The lawsuit, which was brought in federal court in San Jose, California, on June 15 and seeks class-action status, was filed less than two weeks after the stolen passwords turned up on websites frequented by computer hackers.
The attack on Mountain View, California-based LinkedIn, an employment and professional networking site with more than 160 million members, was the latest massive corporate data breach to have attracted the attention of class-action lawyers.
A federal judicial panel last week consolidated nine proposed class-action lawsuits in Nevada federal court against online shoe retailer Zappos, a unit of Amazon.com, over its January disclosure that hackers had siphoned information affecting 24 million customers.
The LinkedIn lawsuit was filed by Katie Szpyrka, a user of the website from Illinois. In court papers, her Chicago-based law firm, Edelson McGuire, said LinkedIn had “deceived customers” by having a security policy “in clear contradiction of accepted industry standards for database security.”
LinkedIn spokeswoman Erin O’Harra said the lawsuit was without merit and was driven “by lawyers looking to take advantage of the situation.”
“No member account has been breached as a result of the incident, and we have no reason to believe that any LinkedIn member has been injured,” O’Harra said on Wednesday.
Legal experts say that meaty settlements in online customer data theft cases will likely be difficult to obtain because plaintiffs will have to show that they were actually harmed by a breach.
“In consumer security class actions, the demonstration of harm is very challenging,” said Ira Rothken, a San Francisco-based lawyer at the Rothken Law Firm, which handles similar cases for plaintiffs.
If it turns out that the LinkedIn breach was limited to customer passwords and not corresponding email addresses, it will be that much harder for plaintiffs to prove they were harmed by the hack, Rothken said.

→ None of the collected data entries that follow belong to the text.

PR #1099, opened 2022-01-25
Remove hacky array syntax parsing, improve error messages

### LINKED ISSUE #953: Incorrect parser errors on variable declarations

WardBrian:
While working on updating the Tuples PR, I realized that it's possible to resolve the shift/reduce conflict while still allowing `array` as an identifier, with a slightly different approach. This makes that PR easier, and greatly improves the ability to make error messages around declarations. See the test output for some examples/improvements. 

This is similar to how @rybern originally implemented it in https://github.com/stan-dev/stanc3/pull/708, with they key difference being that this uses precedence to resolve the conflict rather than reserving `array`. I believe it keeps/improves existing behavior, and until we can reserve array in 2.32 should be fine.

Closes #953. 

#### Submission Checklist

- [x] Run unit tests
- Documentation

## Release notes

Improve error messages for incorrect variable declarations.

## Copyright and Licensing


rybern:
Great solution!

rok-cesnovar (approved):
Nice! Thanks!

WardBrian:
@rok-cesnovar if we merge once tests pass this will make it into the 2.29 release candidate right?

rok-cesnovar:
Yeah, we are still waiting for https://github.com/stan-dev/stan/pull/3095 for the release candidate anyways.

WardBrian:
Great! I think its pretty unlikely this has any incompatibilities (the existing tests all either pass or fail like before, it's just message changes), but it's good it will be part of the RC right away

rok-cesnovar:
Yes of course. We can never be too sure of anything :)

PR #1102, opened 2022-01-27
Move assignment logic into promotion functionality

WardBrian:
Follow on to #1004. This tries to incorporate one of @nhuurre's suggestions there to handle array assignment and literals using the `Promote` expression. I'm thinking Tuples will need something like this as well, if we want to assign (int,int) to (real, int) for example.

I'm not 100% confident this will work as-is (mainly due to my lack of familiarity with the C++ at hand), so I am making this draft to run the tests.

#### Submission Checklist

- [x] Run unit tests
- Documentation

## Release notes

Refactor how arrays have their types promoted internally.

## Copyright and Licensing

### DIFF
--- a/src/frontend/SignatureMismatch.ml
+++ b/src/frontend/SignatureMismatch.ml
@@ -173,6 +173,7 @@ and check_compatible_arguments depth typs args2 :
               else Error (ArgError (i + 1, DataOnlyError)) )
       |> Result.all
 
+let check_of_same_type_mod_conv = check_same_type 0
 let check_compatible_arguments_mod_conv = check_compatible_arguments 0
 let max_n_errors = 5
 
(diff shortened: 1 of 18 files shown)


WardBrian:
@rok-cesnovar this requires more work than I thought, ignore the review and we can revisit after 2.29

WardBrian:
This should be ready for review. A brief summary of changes:

1. Both array expressions and assignment now use the Promotion expression during typechecking.
2. The code formerly in SignatureMismatch for promotion logic has been moved to its own Promotion module
3. In code generation, assignment assumes that C++ will do one level of promotion so it strips away one layer to avoid doing duplicate work (e.g., `double x = 1;` is valid C++, so `double x = promote_scalar<double>(1);` is just silly)
4. Complex scalars were changed to use `=` instead of `assign` (I think this was an oversight before? If there's a reason for it it was not clear to me, as the changed code still compiles)
5. The special-cased code for handling array expressions in codegen was removed, it is all done with Promotion now.
6. I tried my best to remove promotion expressions from things like the partial evaluator -- if we can evaluate it in OCaml directly, we don't need to keep the Promotion information around.

WardBrian:
@rok-cesnovar Would you mind taking a look at this now that the release is out? Thanks!

src/frontend/Promotion.ml
```diff
@@ -0,0 +1,98 @@
...
+  expressions for use in [Ast.Promotion]*)
+type t =
+  | NoPromotion
+  | IntToReal
+  | ToVar (* used in arrays, not functions *)
+  | ToComplexVar (* used in arrays, not functions *)
+  | IntToComplex
+  | RealToComplex
+(* One day:
+   | TuplePromotion of t list *)
```
rok-cesnovar, line 16:
```suggestion
```

src/frontend/Promotion.ml
```diff
@@ -0,0 +1,98 @@
...
+module UnsizedType = Middle.UnsizedType
+
+(** Type to represent promotions in the typechecker.
+  This can be used to return information about how to promote
+  expressions for use in [Ast.Promotion]*)
+type t =
+  | NoPromotion
+  | IntToReal
+  | ToVar (* used in arrays, not functions *)
+  | ToComplexVar (* used in arrays, not functions *)
```
rok-cesnovar, line 12: I am not sure I understand what the comment `used in arrays, not functions` means? Can you give me an example?

rok-cesnovar (approved):

src/frontend/Promotion.ml
WardBrian: We don't (at the moment at least) have any functions which require Var arguments, so these will never be created inside `SignatureMismatch.ml`. But, when building this PR, you do run into situations like this

```stan
parameters {
complex z;
array[2] complex x = {z; 3};  
}
```

Where promoting the 3 to `complex<var>` is necessary (complex<double> would fail).
There are similar cases where we need to promote a double to a var - these don't exist in function calls, ever.

This is why the `promotion_cost` of these is 0, since that promotion cost is for function resolution

rok-cesnovar: Got it. Thanks!

PR #1401, opened 2024-02-12
Include function suffixes when looking for "Did you mean" suggestions

nhuurre:
#### Submission Checklist

- [x] Run unit tests
- Documentation

Since #1024, unknown identifier related errors give a similar identifier as a suggestion but the algorithm only considered typos involving at most three letters. Another likely error is omitting the distribution suffix from a function name:
https://discourse.mc-stan.org/t/how-to-interpret-a-returning-function-was-expected-but-an-undeclared-identifier-was-supplied/34078

## Release notes

When encountering an unknown identifier that matches a known suffixed function without its suffix, add the known function name to the error message.

## Copyright and Licensing

Copyright holder: Niko Huurre

### DIFF
--- a/src/frontend/Environment.ml
+++ b/src/frontend/Environment.ml
@@ -109,5 +109,10 @@ let max_distance = 3
 let nearest_ident env name =
   try
     (* catch any errors in distance and just ignore them, no big deal *)
-    Distance.find_min ~max:max_distance (Map.keys env) name
+    Option.first_some
+      (Distance.find_min ~max:max_distance (Map.keys env) name)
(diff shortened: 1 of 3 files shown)


WardBrian:
This is going to end up being based on the order of the lists of suffixes in Utils, right? E.g. if a lpdf is available, it will never suggest lccdf

That’s already an improvement so I’m happy to merge as is, but how would you feel about giving a list of suggestions?

nhuurre:
If any of them matches then almost all of them are going to match, and I think that's excessive. One option would be to omit `_*cdf`s and choose either `_lpdf/_lpmf` or `_rng` based on the argument types but that adds some complexity.

WardBrian (approved):

PR #1402, opened 2024-02-13
Add `fatal_error()` to the language

### LINKED ISSUE #1393: Add exit() to the language
#### Summary:

Add an `exit()` function to the language. 

We could also call it `error()`, `fatal()`, or `fatal_error()`.

#### Description:

Currently, we have `reject()` in the Stan language. Using `reject()` rejects the current iteration. 

We should have matching `exit()` calls in the Stan language. Using `exit()` should stop algorithms from continuing. This will indicate that there is something wrong and shouldn't be ignored. As opposed to `reject()` which will continue onto the next iteration.
- [ ] Decide on what to throw in the C++ when `exit()` is used
- [ ] If necessary, add a function to call to the math library.
- [ ] Add `exit(...)` to the language to match the function signatures of `reject()`.
- [ ] Update manual with description of behavior of `reject()` and `exit()`.
- [ ] Update algorithms to exit with `exit()` call.
#### Reproducible Steps:

Here's an example:

``` stan
parameters {
  real<lower = 0, upper = 1> theta;
}
model {
  exit();
}
```
#### Current Output:

Currently, this will show that the 100 tries for initialization failed.
#### Expected Output:

Exit the algorithm.
#### Current Version:

v2.11.0

WardBrian:
Closes #1393 .

Note that there is no way to parse this and also allow variables named `exit`, so this would immediately reserve the keyword. Based on a github search, I found only one package which uses `exit` as a variable name. If this is a serious concern we could consider different names like `stop` or something like `fatal_error` which is almost certainly unused.

#### Submission Checklist

- [x] Run unit tests
- Documentation

## Release notes

Added `fatal_error()`, which is similar to `reject()` but rather than signaling an error which is recoverable, signals an error which should terminate execution immediately. `fatal_error` is now a reserved word. 

## Copyright and Licensing


nhuurre:
I prefer `fatal_error` over `exit`. Note that in C++, `std::exit(0)` indicates a successful program completion.

bob-carpenter:
Good point.  `fatal_error` sounds more descriptive and will match the logging statement that comes out as an error.

src/middle/Expr.ml
```diff
@@ -221,7 +222,7 @@ module Helpers = struct
       | Var _ | TupleProjection _ -> Fixed.Pattern.Indexed (e, [i])
       | Indexed (e, indices) -> Indexed (e, indices @ [i])
       | _ ->
-          Common.FatalError.fatal_error_msg
+          Common.ICE.internal_compiler_error
```
nhuurre, line 225:
```suggestion
          ICE.internal_compiler_error
```
There's `open Common` at the start of this file and the previous `ICE.internal_compiler_error` omits `Common.` prefix so I'd like to be consistent.

src/middle/Expr.ml
```diff
@@ -234,7 +235,7 @@ module Helpers = struct
       match Typed.(type_of e) with
       | UTuple ts -> List.nth_exn ts (i - 1)
       | t ->
-          Common.FatalError.fatal_error_msg
+          Common.ICE.internal_compiler_error
```
nhuurre, line 238: Same as above.

src/frontend/Typechecker.ml
```diff
@@ -1372,19 +1372,23 @@ let check_reject loc cf tenv ps =
   let tps = List.map ~f:(check_printable cf tenv) ps in
   mk_typed_statement ~stmt:(Reject tps) ~return_type:Complete ~loc
 
+let check_exit loc cf tenv ps =
```
nhuurre, line 1375:
```suggestion
let check_fatal loc cf tenv ps =
```

nhuurre (approved):
Looks good, a couple of optional suggestions.

PR #1407, opened 2024-02-15
Experimental support for unicode identifiers.

WardBrian:
I know for a fact that this requires a few changes in `stan-dev/stan`'s json data handler to recognize unicode names, which is just one of several reasons this is a draft.

The basic overview:
OCaml strings should be treated mostly like arrays of bytes, and `ocamllex` handles inputs as sets of bytes. We can define rules that recognize UTF-8-compatible bytes, and then do validation on them after the fact based on the the [Unicode Annex 31: Unicode Identifiers](https://www.unicode.org/reports/tr31/) standard. 

We then pretend for most of the compiler like it's just bytes, which is fine, because we never do things like subslice variable names.

Finally, at output time, we already had string escaping (since #952), so most of the code-gen works fine. Recent C++ standards require that compilers support UTF-8 names based on the same UAX31 rules linked above, but older ones may not. For now I've got it generating "Universal character names" which seem like the legacy version of this, which hopefully means older compilers will be happy with it.

#### Submission Checklist

- [x] Run unit tests
- Documentation
    
## Release notes

stanc3 can now accept a flag `--allow-unicode` which enables the use of non-ascii characters in Stan files. All files are expected to be encoded in UTF-8. 
This is experimental and may not work with older C++ compilers.

## Copyright and Licensing


bob-carpenter:
Isn't there sub slicing when we peel off `_lpdf` suffixes in sampling statements?

WardBrian:
> Isn't there sub slicing when we peel off `_lpdf` suffixes in sampling statements?

1. Not quite, since we generally go _from_ something without a suffix (`Y ~ foo(...)`) to the thing with the suffix (`target += foo_lpdf(Y | ...)`), so even there it is a concatenation problem more than a subslicing.
2. Even in situations where we do need to do it, I think that should be fine, since the cut point is happening somewhere we _require_ ASCII characters to appear. So even a `θ_lpdf`, the cut point in the string of bytes would still just be 5 bytes from the end

But, that is definitely one area of this that would need much more testing before it could be merged.

WardBrian:
There is some prior art now, in the OCaml compiler itself:
https://github.com/ocaml/ocaml/pull/12664

They define an explicit set of characters they allow, which sidesteps a lot of the issues here (no need for things like UUSeg, etc): https://github.com/ocaml/ocaml/blob/6c298db0e356d0e04dd45acf6684f693f8baa7db/utils/misc.ml#L265-L272

PR #1409, opened 2024-02-27
[CI] Fix multiarch builds

serban-nicusor-toptal:
#### Submission Checklist

- [ ] Run unit tests
- Documentation

## Release notes

Add an optional stage to build the multiarch with a custom docker tag.
Add a variable to hold the docker tag used for multiarch builds, so developers can change it when making changes to the docker image in a PR.
Eliminate the usage of `--privileged` for the multiarch builds themselves.
Lock multiarch build & execution on `linux && triqs` agent to ensure permissions are correct across runs.

## Copyright and Licensing


scripts/docker/multiarch/Dockerfile
```diff
@@ -1,18 +1,31 @@
 # Base image
 FROM debian:buster-20220622-slim
 
-ARG STANC3_BRANCH=update/4.14
+ARG STANC3_BRANCH=master
```
WardBrian, line 4: I think pulling from master (and pushing to `latest`) makes this not super useful because then we cant use it to test something new on a branch without pushing to a place that everywhere now pulls from.

Could we have it pull from the PR branch, and push to a user-defined name or something like that?

serban-nicusor-toptal: I see what you mean, in case you change the build deps during your PR.
``` 
RUN curl https://raw.githubusercontent.com/${STANC3_ORG_ENV}/stanc3/${STANC3_BRANCH_ENV}/scripts/install_build_deps.sh | bash
```

We can have this script parametrized to receive a stanc3 branch (won't work with forks?) and pull the script from that branch then build this image specifically for that branch.
One downside of this is that it will take ~45 minutes to build. (only needed when during a PR we want to build the multiarch).
And I think for master we can have it build on every merge to master and publish to :latest and then master will pull that for the release builds.

What do you think ?

WardBrian: I think not working on forks is probably a good thing for this kind of functionality. Users without perms won't be able to request to build it, either. 

I don't think we need to build on every merge to master. If a PR publishes to a specific place (e.g, I publish to a tag `with-unicode` for #1407), it will have to update the usage sites to be that specific place. When that PR is merged, `master` will keep pulling from there until it changes the next time.

serban-nicusor-toptal: I'm not sure I got the last part right.
So #1407 in this case will publish docker image `:pr-1407` to dockerhub so the PR steps can pull that and do the builds.
When this is merged in master, we want to use `:pr-1407` rather than build a new one ?

WardBrian: Basically, though I'd prefer if we could give it a name like `:update-menhir` or whatever the actual change in the dependencies was. 

This is basically what we've done before, like how at the moment the image is called `:ocaml-4.14'

serban-nicusor-toptal: Before I built the image manually so I gave it that tag.
Now I want to automate this as part of this PR so we need a way to automatically deduct the tag, the best would be from the pr branch name, in this case `:feature/unicode-identifiers` (which might not work because of the `/`).
The PR will build the image and when merged into master, I will read the source branch of the merge commit and deduct the tag master needs to pull.

WardBrian: Why does the tag need to be automatic? Instead of a check box asking if we should build it or not, could it be a text box for the name?

serban-nicusor-toptal: That could work for the first part with the PR but then I'm not sure how on master I would know what's the chosen tag so I could pull that image.

serban-nicusor-toptal: I could try to get the merge message
image
extract the PR-XXX and then call Jenkins api to get the parameter from the last successful pipeline there (or iterate through all in case it's not the latest build)

serban-nicusor-toptal: This is so we can avoid master to rebuild the same image again on merge, to reuse the one build in that pr. We also need to remember somehow this tag for the next merges that do not come with a change in the multiarch.

WardBrian: > I'm not sure how on master I would know what's the chosen tag so I could pull that image.

The PR author is responsible for updating the jenkinsfile so it does

serban-nicusor-toptal: Okay then that makes it much more simple.
I'll add a parameter for the tag, and separate the build of the image from the tag itself, and make the tag static in a variable.
When working on a PR like this, we'll build the image, change the reference tag manually, test and merge to master.
Master will reference the correct tag and everything should work smoothly.
If that sounds good, I'll make the changes accordingly.

serban-nicusor-toptal:
All changes are here I think, I'm now moving into testing this to make sure everything still works as expected.

serban-nicusor-toptal:
Hey @WardBrian this is ready for a review.
I ran 34 and 35 to make sure it build and the second run won't get permission errors.
https://jenkins.flatironinstitute.org/blue/organizations/jenkins/Stan%2FStanc3/detail/PR-1409/34/pipeline
https://jenkins.flatironinstitute.org/blue/organizations/jenkins/Stan%2FStanc3/detail/PR-1409/35/pipeline

Feel free to give it a few test runs. I've updated the description with the changes too.

WardBrian (commented):
Thanks! Are there links to runs of each of these steps working?

serban-nicusor-toptal:
@WardBrian this is ready now, see my comment above with the two jenkins urls, those are successful builds, one after another to ensure we do not run into the same error as before.

WardBrian:
Those links both seem to go to builds where the `Build and push multiarch docker…` is grayed out

serban-nicusor-toptal:
Oh my bad, I thought you were looking for the actual multiarch builds based on this image.
See: https://jenkins.flatironinstitute.org/blue/organizations/jenkins/Stan%2FStanc3/detail/PR-1409/29/pipeline

scripts/docker/builder/Dockerfile
WardBrian, line 1: Is the main difference between this and `docker/static` the lack of `Skopeo`? Could we re-use the same image there?

As an aside, I don't think `static` needs opam or anything like that

serban-nicusor-toptal: We use static for binaries https://github.com/stan-dev/stanc3/blob/master/Jenkinsfile#L661
This builder Dockerfile is just to do docker-in-docker and make sure permissions align.

WardBrian (approved):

Edelson, a boutique firm that has long litigated data breach and Internet privacy lawsuits, scored a success in March when it obtained a settlement against social gaming company RockYou over a 2009 data breach.
In that case, a federal judge in Oakland, California, allowed a suit handled by Edelson against RockYou to proceed on breach of contract grounds – allegations Edelson has repeated against LinkedIn. Under the March 28 settlement, RockYou denied wrongdoing, but agreed to pay Edelson $290,000 in legal fees.
The case is Katie Szpyrka v. LinkedIn Corporation, U.S. District Court for the Northern District of California, No. 12-3088.